Old friends and new: some highlights from IAC’s 2022 programme

Martin Hayes and the Common Ground Ensemble Hayes's latest music project brings together Cormac McCarthy, Kate Ellis, Kyle Sanna and Brian Donnellan to debut from February 3-6.

Muldoon's Picnic A regular IAC favourite, poet Paul Muldoon invites musicians, poets, comedians and other intriguing people for eclectic sessions with house band Rogue Oliphant on dates throughout the year, kicking off on February 7.
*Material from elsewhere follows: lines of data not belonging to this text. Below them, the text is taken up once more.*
PR #63, opened 2019-11-12
RD-1514 - feat: wrap only once + autoinstrument handler + token and edge from envs

saartochner:


efimk-lu:
@saartochner please do not merge this one yet

.circleci/config.yml
```diff
@@ -54,6 +54,9 @@ jobs:
       - run:
           name: install-npm-wee
           command: npm install
+      - run:
+          name: install-npm-inner
+          command: cd auto_instrument_handler; npm install
```
doriaviram: I think its better to use pushd and popd, after this the circle while be on `auto_instrument_handler` folder

src/globals.js
```diff
@@ -31,9 +31,9 @@ export const TracerGlobals = (() => {
     Object.assign(handlerInputs, { event: {}, context: {} });
 
   const setTracerInputs = ({
-    token = '',
+    token = process.env.LUMIGO_TRACER_TOKEN || '',
     debug = false,
```
doriaviram: Nice, change the debug mechanism to work also in this way.
This is a better way but its weird that we have 2 ways to handle env vars inputs

src/globals.js
```diff
@@ -31,9 +31,9 @@ export const TracerGlobals = (() => {
...
-    edgeHost = '',
+    edgeHost = process.env.LUMIGO_TRACER_HOST || '',
     switchOff = false,
```
doriaviram: Same I said to debug also to switchOff

src/tracer.js
```diff
@@ -133,6 +133,11 @@ export const trace = ({
     eventFilter,
   });
 
+  if (context.wrapped_by_lumigo) {
```
doriaviram: I think you will have a bug here, try to test this on a non-async function
and don't call the callback immediately. 

Just something to let you think of, the user create a non-async func and you return him an async func

src/tracer.js
```diff
@@ -133,6 +133,11 @@ export const trace = ({
...
+    return userHandler(event, context, callback);
+  }
+  context.wrapped_by_lumigo = true;
```
doriaviram: the user may see this, maybe we should start at `__` to make clear it's our private

src/tracer.test.js
```diff
@@ -392,4 +392,22 @@ describe('tracer', () => {
     );
     expect(spies.warnClient).toHaveBeenCalled();
   });
+
```
doriaviram: Add test for non async func

auto_instrument_handler/package.json
```diff
@@ -0,0 +1,18 @@
...
+    "test": "jest"
+  },
+  "files": [
+    "index.js"
+  ],
+  "author": "saart",
+  "license": "ISC",
+  "devDependencies": {
+    "jest": "^24.9.0",
+    "@lumigo/tracer": "file:.."
```
doriaviram: This may be in dependencies and not dev (the user should upload this file to his func)

auto_instrument_handler/package.json
```diff
@@ -0,0 +1,18 @@
+{
+  "name": "lumigo_auto_instrument",
```
doriaviram: node packages is with `package-name`

src/tracer.js
doriaviram: use camelCase

auto_instrument_handler/index.js
```diff
@@ -0,0 +1,26 @@
...
+
+const handler = (event, context, callback) => {
+  const originalHandler = process.env[ORIGINAL_HANDLER_KEY];
+  if (!originalHandler) {
+    throw Error(
+      'Could not load the original handler. Are you sure that the handler is correct?'
+    );
+  }
+  const handlerParts = originalHandler.split('.');
+  const moduleName = `/var/task/${handlerParts.slice(0, -1).join('.')}`;
```
doriaviram: Maybe add a comment here of how the handler should look like

auto_instrument_handler/index.js
```diff
@@ -0,0 +1,26 @@
+const lumigo = require('@lumigo/tracer')({});
+
+const ORIGINAL_HANDLER_KEY = 'LUMIGO_ORIGINAL_HANDLER';
+
+const handler = (event, context, callback) => {
+  const originalHandler = process.env[ORIGINAL_HANDLER_KEY];
+  if (!originalHandler) {
```
doriaviram: Also, check the format and throw a readable error to the user, that he does not get an error on the split and slice functions

auto_instrument_handler/index.js
```diff
@@ -0,0 +1,26 @@
...
+    );
+  }
+  const handlerParts = originalHandler.split('.');
+  const moduleName = `/var/task/${handlerParts.slice(0, -1).join('.')}`;
+  const functionName = handlerParts.slice(-1);
+  let module;
+  try {
+    module = require(moduleName);
+  } catch (e) {
+    throw Error(
```
doriaviram: log in debug the moduleName you tried to find (i know you don't have the logger here) maybe just check the env var and print, your call

auto_instrument_handler/package.json
saartochner: I don't think so.
He shouldn't upload this package alone - he should just use the tracer, and it's weird that this package will be inside the node_modules of the package *and* in the node_modules of the layer...

src/tracer.js
saartochner: 😳

auto_instrument_handler/index.js
saartochner: Great idea!

auto_instrument_handler/index.js
saartochner: I'll put it inside the error message 👍

src/tracer.js
saartochner: I'm not sure what you meant,
I added a test and it worked.

Can we talk about it? :)

src/tracer.test.js
```diff
@@ -392,4 +392,32 @@ describe('tracer', () => {
...
+    let callBackCalled = false;
+    const callback = (err, val) => {
+      expect(val).toEqual(2);
+      callBackCalled = true;
+    };
+    const userHandlerSync = (event, context, callback) => {
+      setTimeout(() => {
+        callback(null, 2);
+      }, 0);
```
doriaviram: return here some dummy value and check he ignore that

The Same Originally premiered at Old Cork Prison in 2017, Corcadorca's production reunites Eileen and Catherine Walsh in Enda Walsh's intriguing play, February 16-March 6.

Mufutau Yusuf: Òwe The Nigerian-Irish dancer's exploration of identity, tradition and the contemporary takes to the stage from April 21-24.

Anna Mieke The 2019 winner of the RTÉ National Folk Awards showcases songs from her album Idle Mind, together with new releases, from May 19-22.

Good Vibrations Lyric Theatre's production of Glenn Patterson and Colin Carberry's 2018 musical takes a different view of 1970s Belfast, July 13-August 14.

Seán Curran meets Darrah Carr This Irish Arts Center commission brings the two choreographers together to merge tradition with innovation from September 28-October 2.

Ragas to Reels Ustav Lal and guests present a meeting of Indian classical and Irish traditional music and poetry from November 17-19, with a special children's performance during the run.